__DATA PROVIDED__:
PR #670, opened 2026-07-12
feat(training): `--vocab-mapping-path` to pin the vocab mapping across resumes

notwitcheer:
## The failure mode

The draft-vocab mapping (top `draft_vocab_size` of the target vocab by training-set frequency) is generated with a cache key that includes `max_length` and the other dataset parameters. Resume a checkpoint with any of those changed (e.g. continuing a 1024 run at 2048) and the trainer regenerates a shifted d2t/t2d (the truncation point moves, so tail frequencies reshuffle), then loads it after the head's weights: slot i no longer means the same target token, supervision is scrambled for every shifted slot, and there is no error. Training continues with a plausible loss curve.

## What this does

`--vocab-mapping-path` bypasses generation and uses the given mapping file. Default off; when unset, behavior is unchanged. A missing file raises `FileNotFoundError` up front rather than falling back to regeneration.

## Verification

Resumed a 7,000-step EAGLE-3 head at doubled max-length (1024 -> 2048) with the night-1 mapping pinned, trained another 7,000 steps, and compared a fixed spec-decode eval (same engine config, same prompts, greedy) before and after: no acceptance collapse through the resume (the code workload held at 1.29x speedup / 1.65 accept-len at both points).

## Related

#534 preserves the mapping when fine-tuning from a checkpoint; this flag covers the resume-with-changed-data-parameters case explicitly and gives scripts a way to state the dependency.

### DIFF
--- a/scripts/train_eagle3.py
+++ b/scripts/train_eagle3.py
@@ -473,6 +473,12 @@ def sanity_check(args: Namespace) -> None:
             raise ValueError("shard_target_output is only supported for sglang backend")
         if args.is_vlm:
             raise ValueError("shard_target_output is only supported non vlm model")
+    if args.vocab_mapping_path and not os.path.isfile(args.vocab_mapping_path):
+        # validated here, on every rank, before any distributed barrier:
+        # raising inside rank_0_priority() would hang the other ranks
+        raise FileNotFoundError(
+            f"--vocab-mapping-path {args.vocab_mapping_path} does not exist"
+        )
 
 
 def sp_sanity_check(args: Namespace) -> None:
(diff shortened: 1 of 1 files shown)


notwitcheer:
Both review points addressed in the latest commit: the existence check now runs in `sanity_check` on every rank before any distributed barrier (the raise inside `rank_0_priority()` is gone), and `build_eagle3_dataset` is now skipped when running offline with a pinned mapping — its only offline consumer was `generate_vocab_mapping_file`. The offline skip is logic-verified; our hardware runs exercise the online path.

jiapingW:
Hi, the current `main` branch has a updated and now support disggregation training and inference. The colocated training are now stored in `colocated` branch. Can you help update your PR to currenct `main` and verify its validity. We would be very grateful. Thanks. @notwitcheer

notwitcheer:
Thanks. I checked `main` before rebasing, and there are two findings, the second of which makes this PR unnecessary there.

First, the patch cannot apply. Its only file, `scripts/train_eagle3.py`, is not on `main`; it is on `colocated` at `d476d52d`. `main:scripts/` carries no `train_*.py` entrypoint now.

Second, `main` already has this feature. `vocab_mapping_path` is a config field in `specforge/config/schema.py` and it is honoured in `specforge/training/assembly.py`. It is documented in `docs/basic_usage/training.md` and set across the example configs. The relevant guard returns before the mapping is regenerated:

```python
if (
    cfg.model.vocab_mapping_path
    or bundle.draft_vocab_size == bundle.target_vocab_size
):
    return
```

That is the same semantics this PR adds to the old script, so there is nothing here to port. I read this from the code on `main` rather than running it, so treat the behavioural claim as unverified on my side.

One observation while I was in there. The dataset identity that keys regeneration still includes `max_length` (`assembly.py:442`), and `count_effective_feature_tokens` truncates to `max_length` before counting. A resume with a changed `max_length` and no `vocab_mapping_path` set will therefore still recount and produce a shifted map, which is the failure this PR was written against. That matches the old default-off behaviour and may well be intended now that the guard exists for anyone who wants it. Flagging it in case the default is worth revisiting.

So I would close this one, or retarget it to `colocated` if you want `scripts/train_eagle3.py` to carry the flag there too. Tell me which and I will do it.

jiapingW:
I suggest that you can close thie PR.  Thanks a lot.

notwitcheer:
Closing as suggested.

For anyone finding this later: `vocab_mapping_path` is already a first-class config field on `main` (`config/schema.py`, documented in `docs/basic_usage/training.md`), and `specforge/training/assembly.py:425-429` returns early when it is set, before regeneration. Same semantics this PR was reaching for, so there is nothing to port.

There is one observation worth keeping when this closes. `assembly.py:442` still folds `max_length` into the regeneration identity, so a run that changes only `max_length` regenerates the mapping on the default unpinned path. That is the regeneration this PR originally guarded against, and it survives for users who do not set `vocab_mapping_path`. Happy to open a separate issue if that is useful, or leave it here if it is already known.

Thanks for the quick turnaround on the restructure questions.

--

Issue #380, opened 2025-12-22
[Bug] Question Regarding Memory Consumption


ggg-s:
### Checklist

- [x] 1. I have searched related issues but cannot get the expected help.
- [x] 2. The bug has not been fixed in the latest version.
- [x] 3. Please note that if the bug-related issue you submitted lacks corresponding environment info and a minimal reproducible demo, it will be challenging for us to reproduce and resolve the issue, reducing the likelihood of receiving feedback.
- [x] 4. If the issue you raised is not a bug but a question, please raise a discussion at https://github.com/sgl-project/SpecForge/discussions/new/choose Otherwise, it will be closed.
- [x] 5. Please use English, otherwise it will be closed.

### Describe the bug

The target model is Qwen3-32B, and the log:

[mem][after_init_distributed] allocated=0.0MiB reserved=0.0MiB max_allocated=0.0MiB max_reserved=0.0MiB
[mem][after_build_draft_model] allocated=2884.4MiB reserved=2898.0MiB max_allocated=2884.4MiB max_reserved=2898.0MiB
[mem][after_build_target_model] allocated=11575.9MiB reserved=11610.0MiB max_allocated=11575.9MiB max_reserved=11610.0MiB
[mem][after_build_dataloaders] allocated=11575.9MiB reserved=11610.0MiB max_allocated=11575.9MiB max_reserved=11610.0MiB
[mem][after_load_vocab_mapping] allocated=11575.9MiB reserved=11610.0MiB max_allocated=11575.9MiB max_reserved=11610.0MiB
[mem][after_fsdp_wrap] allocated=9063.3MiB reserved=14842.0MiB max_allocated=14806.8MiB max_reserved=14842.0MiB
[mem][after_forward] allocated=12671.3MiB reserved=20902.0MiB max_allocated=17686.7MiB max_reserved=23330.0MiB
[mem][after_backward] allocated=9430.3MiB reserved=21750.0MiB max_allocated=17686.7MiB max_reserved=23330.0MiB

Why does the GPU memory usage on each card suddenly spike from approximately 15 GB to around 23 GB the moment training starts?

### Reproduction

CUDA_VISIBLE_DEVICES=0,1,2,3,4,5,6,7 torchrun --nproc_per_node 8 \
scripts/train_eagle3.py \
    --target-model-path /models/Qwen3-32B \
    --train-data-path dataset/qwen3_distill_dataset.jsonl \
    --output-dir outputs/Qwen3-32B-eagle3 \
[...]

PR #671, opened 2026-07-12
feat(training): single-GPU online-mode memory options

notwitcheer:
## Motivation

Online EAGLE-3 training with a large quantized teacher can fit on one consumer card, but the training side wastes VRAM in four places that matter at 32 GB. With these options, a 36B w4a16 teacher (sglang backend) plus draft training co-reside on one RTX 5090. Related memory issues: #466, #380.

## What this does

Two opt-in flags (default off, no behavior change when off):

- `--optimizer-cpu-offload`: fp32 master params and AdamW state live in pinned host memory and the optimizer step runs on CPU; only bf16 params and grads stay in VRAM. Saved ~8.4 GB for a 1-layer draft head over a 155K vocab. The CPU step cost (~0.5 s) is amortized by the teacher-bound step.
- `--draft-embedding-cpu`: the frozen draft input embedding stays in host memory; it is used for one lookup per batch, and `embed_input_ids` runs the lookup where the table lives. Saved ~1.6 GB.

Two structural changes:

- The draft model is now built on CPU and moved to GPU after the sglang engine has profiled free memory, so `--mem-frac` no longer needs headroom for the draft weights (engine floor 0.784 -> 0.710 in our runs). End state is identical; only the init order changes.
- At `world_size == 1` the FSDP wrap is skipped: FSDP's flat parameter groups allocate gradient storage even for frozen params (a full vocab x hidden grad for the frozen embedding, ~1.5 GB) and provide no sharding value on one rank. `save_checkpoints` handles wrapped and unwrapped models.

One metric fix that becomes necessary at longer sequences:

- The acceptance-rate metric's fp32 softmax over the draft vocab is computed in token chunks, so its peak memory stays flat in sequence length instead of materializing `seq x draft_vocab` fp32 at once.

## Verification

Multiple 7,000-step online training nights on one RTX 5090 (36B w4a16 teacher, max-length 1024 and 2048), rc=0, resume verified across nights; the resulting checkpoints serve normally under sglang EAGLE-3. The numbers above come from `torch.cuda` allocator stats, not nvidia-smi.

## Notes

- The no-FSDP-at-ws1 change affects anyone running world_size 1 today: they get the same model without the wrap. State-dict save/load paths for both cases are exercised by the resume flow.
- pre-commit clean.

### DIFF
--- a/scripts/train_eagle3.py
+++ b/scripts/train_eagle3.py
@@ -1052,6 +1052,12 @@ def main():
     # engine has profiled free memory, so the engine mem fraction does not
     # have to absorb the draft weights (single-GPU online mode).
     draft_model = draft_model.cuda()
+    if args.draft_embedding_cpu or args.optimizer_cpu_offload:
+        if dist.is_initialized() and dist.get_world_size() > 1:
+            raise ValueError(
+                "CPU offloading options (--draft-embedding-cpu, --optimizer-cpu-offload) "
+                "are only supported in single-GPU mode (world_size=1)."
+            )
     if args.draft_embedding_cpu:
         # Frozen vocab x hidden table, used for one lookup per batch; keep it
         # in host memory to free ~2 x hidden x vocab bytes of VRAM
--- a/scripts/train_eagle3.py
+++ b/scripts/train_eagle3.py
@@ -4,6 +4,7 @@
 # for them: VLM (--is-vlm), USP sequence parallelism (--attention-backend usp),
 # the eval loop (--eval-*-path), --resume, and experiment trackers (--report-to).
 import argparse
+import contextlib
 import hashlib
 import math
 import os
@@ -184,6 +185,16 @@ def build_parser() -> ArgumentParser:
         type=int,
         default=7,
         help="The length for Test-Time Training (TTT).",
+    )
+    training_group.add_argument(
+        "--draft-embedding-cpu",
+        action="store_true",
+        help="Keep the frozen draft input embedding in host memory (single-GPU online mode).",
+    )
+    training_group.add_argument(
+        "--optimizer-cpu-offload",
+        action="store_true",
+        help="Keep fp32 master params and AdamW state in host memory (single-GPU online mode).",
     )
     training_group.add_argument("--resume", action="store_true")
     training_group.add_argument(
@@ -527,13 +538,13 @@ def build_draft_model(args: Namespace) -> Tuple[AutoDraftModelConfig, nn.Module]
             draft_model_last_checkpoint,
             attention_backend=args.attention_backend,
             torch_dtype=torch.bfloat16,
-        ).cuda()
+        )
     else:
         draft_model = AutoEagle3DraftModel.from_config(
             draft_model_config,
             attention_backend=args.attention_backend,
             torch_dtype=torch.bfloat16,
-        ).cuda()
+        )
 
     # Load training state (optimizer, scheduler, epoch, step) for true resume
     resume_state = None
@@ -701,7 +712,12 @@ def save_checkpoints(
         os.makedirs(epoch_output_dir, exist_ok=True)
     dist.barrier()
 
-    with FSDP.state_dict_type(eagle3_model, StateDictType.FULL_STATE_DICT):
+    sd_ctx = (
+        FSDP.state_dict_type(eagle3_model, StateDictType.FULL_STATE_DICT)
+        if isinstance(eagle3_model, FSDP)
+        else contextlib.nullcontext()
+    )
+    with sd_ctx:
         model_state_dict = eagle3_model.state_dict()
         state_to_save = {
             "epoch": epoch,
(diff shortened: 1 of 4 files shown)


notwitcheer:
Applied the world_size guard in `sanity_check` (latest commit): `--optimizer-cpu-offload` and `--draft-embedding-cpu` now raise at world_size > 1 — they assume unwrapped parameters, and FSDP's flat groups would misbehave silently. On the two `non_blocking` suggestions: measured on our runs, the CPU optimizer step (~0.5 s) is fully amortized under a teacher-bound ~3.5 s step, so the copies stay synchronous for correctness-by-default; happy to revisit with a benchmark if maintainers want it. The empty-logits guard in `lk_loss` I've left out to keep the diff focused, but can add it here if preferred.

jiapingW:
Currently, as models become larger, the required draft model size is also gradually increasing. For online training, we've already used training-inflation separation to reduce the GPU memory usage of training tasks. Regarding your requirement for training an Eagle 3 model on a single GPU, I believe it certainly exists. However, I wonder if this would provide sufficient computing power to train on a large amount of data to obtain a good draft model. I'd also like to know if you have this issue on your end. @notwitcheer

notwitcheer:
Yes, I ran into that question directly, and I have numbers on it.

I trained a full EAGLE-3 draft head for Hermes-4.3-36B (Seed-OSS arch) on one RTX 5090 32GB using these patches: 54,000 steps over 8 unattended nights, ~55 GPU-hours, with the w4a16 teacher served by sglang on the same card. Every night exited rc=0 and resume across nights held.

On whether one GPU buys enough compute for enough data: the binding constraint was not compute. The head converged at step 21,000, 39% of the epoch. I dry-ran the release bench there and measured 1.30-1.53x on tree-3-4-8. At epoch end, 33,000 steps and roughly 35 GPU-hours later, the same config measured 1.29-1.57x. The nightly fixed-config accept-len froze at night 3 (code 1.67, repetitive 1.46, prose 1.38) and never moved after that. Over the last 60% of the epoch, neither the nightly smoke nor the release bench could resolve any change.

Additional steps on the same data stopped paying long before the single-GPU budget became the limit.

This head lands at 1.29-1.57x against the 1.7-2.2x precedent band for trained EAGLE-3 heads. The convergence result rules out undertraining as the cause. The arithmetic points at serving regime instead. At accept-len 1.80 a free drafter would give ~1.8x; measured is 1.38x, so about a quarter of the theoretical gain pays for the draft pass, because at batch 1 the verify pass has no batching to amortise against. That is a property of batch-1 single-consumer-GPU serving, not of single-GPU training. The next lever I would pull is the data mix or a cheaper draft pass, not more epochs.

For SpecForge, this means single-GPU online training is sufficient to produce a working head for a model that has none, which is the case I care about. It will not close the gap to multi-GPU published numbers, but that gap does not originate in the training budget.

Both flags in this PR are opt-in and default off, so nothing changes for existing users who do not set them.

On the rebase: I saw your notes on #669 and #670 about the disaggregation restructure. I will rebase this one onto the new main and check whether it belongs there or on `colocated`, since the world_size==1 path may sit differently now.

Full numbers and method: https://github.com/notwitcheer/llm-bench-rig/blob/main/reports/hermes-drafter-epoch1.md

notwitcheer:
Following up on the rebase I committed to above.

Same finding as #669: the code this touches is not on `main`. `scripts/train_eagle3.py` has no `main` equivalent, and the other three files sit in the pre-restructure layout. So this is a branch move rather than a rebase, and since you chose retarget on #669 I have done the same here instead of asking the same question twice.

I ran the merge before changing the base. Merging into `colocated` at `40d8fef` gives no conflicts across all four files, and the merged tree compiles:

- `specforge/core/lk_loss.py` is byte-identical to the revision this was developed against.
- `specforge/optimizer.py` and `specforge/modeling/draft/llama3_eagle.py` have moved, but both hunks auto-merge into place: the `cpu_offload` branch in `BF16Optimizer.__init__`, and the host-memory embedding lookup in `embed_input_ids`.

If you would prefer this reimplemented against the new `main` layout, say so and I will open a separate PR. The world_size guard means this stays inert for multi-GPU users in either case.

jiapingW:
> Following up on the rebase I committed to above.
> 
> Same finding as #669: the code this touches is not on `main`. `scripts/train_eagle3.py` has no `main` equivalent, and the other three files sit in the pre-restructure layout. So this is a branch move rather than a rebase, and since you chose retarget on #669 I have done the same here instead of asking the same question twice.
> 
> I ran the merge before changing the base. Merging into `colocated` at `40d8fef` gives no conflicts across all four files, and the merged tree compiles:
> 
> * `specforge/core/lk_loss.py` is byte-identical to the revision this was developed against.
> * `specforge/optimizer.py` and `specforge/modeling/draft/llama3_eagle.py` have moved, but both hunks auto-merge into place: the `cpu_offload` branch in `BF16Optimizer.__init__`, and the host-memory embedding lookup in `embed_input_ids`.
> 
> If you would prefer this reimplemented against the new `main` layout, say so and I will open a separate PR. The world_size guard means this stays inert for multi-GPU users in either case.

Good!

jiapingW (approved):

__TASK DESCRIPTION__: Reproduce verbatim the lines above, from the line with "PR #670, opened 2026-07-12" through the line with "## The failure mode".

__RESPONSE FOR THIS EXERCISE__:
PR #670, opened 2026-07-12
feat(training): `--vocab-mapping-path` to pin the vocab mapping across resumes

notwitcheer:
## The failure mode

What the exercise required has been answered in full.